ABOUT THIS TASK - Show every line of the records below that contains the word "virtual".

Records from a data source:
Issue #3183, opened 2019-05-10
Remove BacktestingTransactionHandler thread


Martin-Molinero:
#### Expected Behavior

- To enable functional python debugging, we want all user code to be executed by the same thread. This requires removing the `BacktestingTransactionHandler` thread, which isn't needed.
#### Actual Behavior

- `BacktestingTransactionHandler.Run()` is executed by a dedicated thread
#### Potential Solution

- Remove `BacktestingTransactionHandler` thread
#### Reproducing the Problem

N/A
#### System Information

N/A
#### Checklist

- [x] I have completely filled out this template
- [x] I have confirmed that this issue exists on the current `master` branch
- [x] I have confirmed that this is not a duplicate issue by searching [issues](https://github.com/QuantConnect/Lean/issues)

- [x] I have provided detailed steps to reproduce the issue

PR #3184, opened 2019-05-10
Removing BacktestingTransactionHandler thread

Martin-Molinero:
#### Description

- For backtesting, the algorithm thread will sequentially process pending
order requests
- Updating `UpdateOrderRegressionAlgorithm` that suffered of a race
condition: it supposed `OnOrderEvent` would be called after the call to
`Transactions.AddOrder()` was finished

`Performance RegressionAlgorithm -> 5.4K trades`
`master`
31s
29.8s
26.9s
27.1s
`PR`
29s
29s
26.5s
26.4s

*Results show there isn't a negative impact in performance execution times, the PR is sightly faster.

#### Related Issue

Closes https://github.com/QuantConnect/Lean/issues/3183
#### Motivation and Context

This is required to allow functional debugging in python, specifically adding breakpoints during a debugging session.

N/A

Unit and regression tests
#### Types of changes

#### Checklist:

### DIFF
--- a/Common/Interfaces/IBusyCollection.cs
+++ b/Common/Interfaces/IBusyCollection.cs
@@ -1,0 +1,76 @@
+﻿/*
+ * QUANTCONNECT.COM - Democratizing Finance, Empowering Individuals.
+ * Lean Algorithmic Trading Engine v2.0. Copyright 2014 QuantConnect Corporation.
+ *
+ * Licensed under the Apache License, Version 2.0 (the "License");
+ * you may not use this file except in compliance with the License.
+ * You may obtain a copy of the License at http://www.apache.org/licenses/LICENSE-2.0
+ *
+ * Unless required by applicable law or agreed to in writing, software
+ * distributed under the License is distributed on an "AS IS" BASIS,
+ * WITHOUT WARRANTIES OR CONDITIONS OF ANY KIND, either express or implied.
+ * See the License for the specific language governing permissions and
+ * limitations under the License.
+ *
+*/
+
+using System;
+using System.Collections.Generic;
+using System.Threading;
+
+namespace QuantConnect.Interfaces
+{
+    /// <summary>
+    /// Interface used to handle items being processed and communicate busy state
+    /// </summary>
+    /// <typeparam name="T">The item type being processed</typeparam>
+    public interface IBusyCollection<T> : IDisposable
+    {
+        /// <summary>
+        /// Gets a wait handle that can be used to wait until this instance is done
+        /// processing all of it's item
+        /// </summary>
+        WaitHandle WaitHandle { get; }
+
+        /// <summary>
+        /// Gets the number of items held within this collection
+        /// </summary>
+        int Count { get; }
+
+        /// <summary>
+        /// Returns true if processing, false otherwise
+        /// </summary>
+        bool IsBusy { get; }
+
+        /// <summary>
+        /// Adds the items to this collection
+        /// </summary>
+        /// <param name="item">The item to be added</param>
+        void Add(T item);
+
+        /// <summary>
+        /// Adds the items to this collection
+        /// </summary>
+        /// <param name="item">The item to be added</param>
+        /// <param name="cancellationToken">A cancellation token to observer</param>
+        void Add(T item, CancellationToken cancellationToken);
+
+        /// <summary>
+        /// Marks the collection as not accepting any more additions
+        /// </summary>
+        void CompleteAdding();
+
+        /// <summary>
+        /// Provides a consuming enumerable for items in this collection.
+        /// </summary>
+        /// <returns>An enumerable that removes and returns items from the collection</returns>
+        IEnumerable<T> GetConsumingEnumerable();
+
+        /// <summary>
+        /// Provides a consuming enumerable for items in this collection.
+        /// </summary>
+        /// <param name="cancellationToken">A cancellation token to observer</param>
+        /// <returns>An enumerable that removes and returns items from the collection</returns>
+        IEnumerable<T> GetConsumingEnumerable(CancellationToken cancellationToken);
+    }
+}
--- a/Common/Util/BusyCollection.cs
+++ b/Common/Util/BusyCollection.cs
@@ -14,6 +14,7 @@
  *
 */
 
+using System;
 using System.Collections.Concurrent;
 using System.Collections.Generic;
 using System.Threading;
@@ -29,6 +30,7 @@ namespace QuantConnect.Util
     {
         private readonly ConcurrentQueue<T> _collection = new ConcurrentQueue<T>();
         private readonly ManualResetEventSlim _processingCompletedEvent = new ManualResetEventSlim(true);
+        private bool _completedAdding;
 
         /// <summary>
         /// Gets a wait handle that can be used to wait until this instance is done
@@ -62,9 +64,19 @@ namespace QuantConnect.Util
         /// <param name="cancellationToken">A cancellation token to observer</param>
         public void Add(T item, CancellationToken cancellationToken)
         {
-            // we're adding work to be done, mark us as busy
-            _processingCompletedEvent.Reset();
-            _collection.Enqueue(item);
+            if (_completedAdding)
+            {
+                throw new InvalidOperationException("Collection has already been marked as not " +
+                    $"accepting more additions, see {nameof(CompleteAdding)}");
+            }
+
+            // locking to avoid race condition with GetConsumingEnumerable()
+            lock (_processingCompletedEvent)
+            {
+                // we're adding work to be done, mark us as busy
+                _processingCompletedEvent.Reset();
+                _collection.Enqueue(item);
+            }
         }
 
         /// <summary>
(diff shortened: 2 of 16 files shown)


Common/Interfaces/IBusyCollection.cs
```diff
@@ -0,0 +1,76 @@
...
+using System.Collections.Generic;
+using System.Threading;
+
+namespace QuantConnect.Interfaces
+{
+    /// <summary>
+    /// Interface used to handle items being processed and communicate busy state
+    /// </summary>
+    /// <typeparam name="T">The item type being processed</typeparam>
+    public interface IBusyCollection<T> : IDisposable
```
mchandschuh: Smart! Let's us test some of these complex/multi-threaded interactions in a _hopefully_ more deterministic way.

Common/Util/BusyCollection.cs
```diff
@@ -0,0 +1,111 @@
...
+        /// <param name="cancellationToken">A cancellation token to observer</param>
+        /// <returns>An enumerable that removes and returns items from the collection</returns>
+        public IEnumerable<T> GetConsumingEnumerable(CancellationToken cancellationToken)
+        {
+            T item;
+            while (_collection.TryDequeue(out item))
+            {
+                yield return item;
+            }
+            _processingCompletedEvent.Set();
```
mchandschuh: hmm... this is tough. it's small, but there exists a race condition between [enqueuing](https://github.com/QuantConnect/Lean/pull/3184/files?file-filters%5B%5D=.cs&file-filters%5B%5D=.csproj#diff-ef82eecda24fe8fdf993e6c251ad18f7R67) a new piece of data and resetting the handle here.

Consider we're adding an item, we flip the switch to say we're currently processing, then that thread stops running, another thread processing `GetConsumingEnumerable` had just emptied the `_collection` and now sets the completed event but there's still another item in the queue.

I could see something like this to fix it:
```
// replacing impl of Add(T, CancellationToken)
lock (sync)
{
    // we're adding work to be done, mark us as busy
    _processingCompletedEvent.Reset();
    _collection.Enqueue(item);
}

// replacing line 91
lock (sync)
{
    if (!_collection.TryPeek(out var _))
    {
        _processingCompletedEvent.Set();
    }
}
```

All that being said, the surface area of this potential race is exceedingly slim. This would serialize additions to the collection, but if I recall correctly, we're not pumping massive numbers of items into these collections, also, contention on the lock should usually be non-existent.

Common/Util/BusyCollection.cs
```diff
@@ -0,0 +1,111 @@
...
+        public void Dispose()
+        {
+            _collection.Clear();
+            _processingCompletedEvent.Dispose();
+        }
+
+        /// <summary>
+        /// Marks the collection as not accepting any more additions
+        /// </summary>
+        public void CompleteAdding()
```
mchandschuh: In order to maintain behavior with the other implementation, subsequent calls to `Add` should fail after calling `CompleteAdding`.

See my good ol' friend [Liskov](https://en.wikipedia.org/wiki/Liskov_substitution_principle) for more information.

Engine/TransactionHandlers/BacktestingTransactionHandler.cs
```diff
@@ -67,5 +75,31 @@ public override void ProcessAsynchronousEvents()
             _brokerage.SimulateMarket();
             _brokerage.Scan();
         }
+
+        /// <summary>
+        /// For backtesting we will process the order ourselves
+        /// </summary>
+        /// <param name="ticket">The <see cref="OrderTicket"/> expecting to be processed</param>
+        protected override void WaitForOrderToBeProcess(OrderTicket ticket)
```
mchandschuh: typo? `WaitForOrderToBeProcessed` **ed** suffix for past tense

Engine/TransactionHandlers/BacktestingTransactionHandler.cs
```diff
@@ -67,5 +75,31 @@ public override void ProcessAsynchronousEvents()
...
+        {
+            // we process the order request our selves
+            Run();
+
+            if (!ticket.OrderSet.WaitOne(0))
+            {
+                // this shouldn't happen, but just in case...
```
mchandschuh: perhaps describe what this means? If I'm reading it correctly, it means that the ticket's order property was not set yet. (nice usage of wait handles 👍 )

Engine/TransactionHandlers/BrokerageTransactionHandler.cs
```diff
@@ -143,7 +145,7 @@ public virtual void Initialize(IAlgorithm algorithm, IBrokerage brokerage, IResu
             {
                 throw new ArgumentNullException("brokerage");
             }
-
+            _orderRequestQueue = new BusyBlockingCollection<OrderRequest>();
```
mchandschuh: maybe a note saying why this impl uses the thread approach -- I'm assuming it's because we want live algorithms to have this run on a separate thread as is the current behavior -- but for the future generations :)

Engine/TransactionHandlers/BrokerageTransactionHandler.cs
```diff
@@ -267,6 +275,20 @@ public OrderTicket AddOrder(SubmitOrderRequest request)
             return ticket;
         }
 
+        /// <summary>
+        /// For backtesting we will process the order ourselves
+        /// </summary>
+        /// <param name="ticket">The <see cref="OrderTicket"/> expecting to be processed</param>
+        protected virtual void WaitForOrderToBeProcess(OrderTicket ticket)
```
mchandschuh: Perhaps this could be named a little better -- when I hear 'order processed' it makes me think the order has reached a completed state, but the checks below seem to imply that LEAN has done initial processing/submission of order but it might not yet be filled. Perhaps something like `WaitForOrderSubmission` -- (naming is hard!)

Engine/TransactionHandlers/BrokerageTransactionHandler.cs
```diff
@@ -485,7 +507,7 @@ public List<Order> GetOpenOrders(Func<Order, bool> filter = null)
         /// <summary>
         /// Primary thread entry point to launch the transaction thread.
         /// </summary>
-        public void Run()
+        protected void Run()
```
mchandschuh: This comment is for line 514

VERY COOL! When reading the top I was wondering how it was going to work for the non-threaded version, i.e, how does it break the loop, but duh! it breaks the loop when it's done processing. Gorgeous 👍

Engine/TransactionHandlers/BrokerageTransactionHandler.cs
```diff
@@ -503,8 +525,11 @@ public void Run()
                 _algorithm.RunTimeError = err;
             }
 
-            Log.Trace("BrokerageTransactionHandler.Run(): Ending Thread...");
-            IsActive = false;
+            if (_processingThread != null)
+            {
+                Log.Trace("BrokerageTransactionHandler.Run(): Ending Thread...");
+                IsActive = false;
```
mchandschuh: Do we keep `IsActive = false` for the non-threaded version? Perhaps the bigger question is what does `IsActive` imply? Does it imply that it can handle requests (contract) or does it imply a thread is running (implementation) -- I try to stick to contractual definitions vs implementation definitions as they're usually more geared towards the desired behavior vs how that behavior was implemented.

Engine/TransactionHandlers/BrokerageTransactionHandler.cs
```diff
@@ -703,6 +728,18 @@ public void Exit()
                 Log.Error("BrokerageTransactionHandler.Exit(): Exceed timeout: " + (int)(timeout.TotalSeconds) + " seconds.");
             }
             _cancellationTokenSource.Cancel();
+            if (_processingThread != null)
+            {
+                if (_processingThread.IsAlive)
+                {
+                    _processingThread.Abort();
```
mchandschuh: Should we set `IsActive = false` after we call `_processingThread.Abort()` ?

Tests/Algorithm/AlgorithmLiveTradingTests.cs
```diff
@@ -48,8 +48,7 @@ public void SetHoldingsTakesIntoAccountPendingMarketOrders()
             var transactionHandler = new BrokerageTransactionHandler();
 
             transactionHandler.Initialize(algorithm, brokerage, new LiveTradingResultHandler());
-            new Thread(transactionHandler.Run) { IsBackground = true }.Start();
-            Thread.Sleep(2000);
+            Thread.Sleep(250);
```
mchandschuh: hmm, `Thread.Sleep(x)` always has a certain [smell](https://en.wikipedia.org/wiki/Code_smell) to me. I don't think this is important to tackle in this PR, but more for just my philosophy and how one could change it -- We could define an `WaitHandle ITransactionHandler.Initialized` and then just wait for init to complete.

Consider someone setting up a SQL database or maybe they need to fetch remote files in the initializer -- yes, esoteric examples, and simply food for throught

Tests/Common/Securities/CashBuyingPowerModelTests.cs
```diff
@@ -61,7 +61,6 @@ public void Initialize()
             _transactionHandler = new BacktestingTransactionHandler();
             _brokerage = new BacktestingBrokerage(_algorithm);
             _transactionHandler.Initialize(_algorithm, _brokerage, new TestResultHandler());
-            new Thread(_transactionHandler.Run) { IsBackground = true }.Start();
```
mchandschuh: love it!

RESPONSE -
@@ -143,7 +145,7 @@ public virtual void Initialize(IAlgorithm algorithm, IBrokerage brokerage, IResu
+        protected virtual void WaitForOrderToBeProcess(OrderTicket ticket)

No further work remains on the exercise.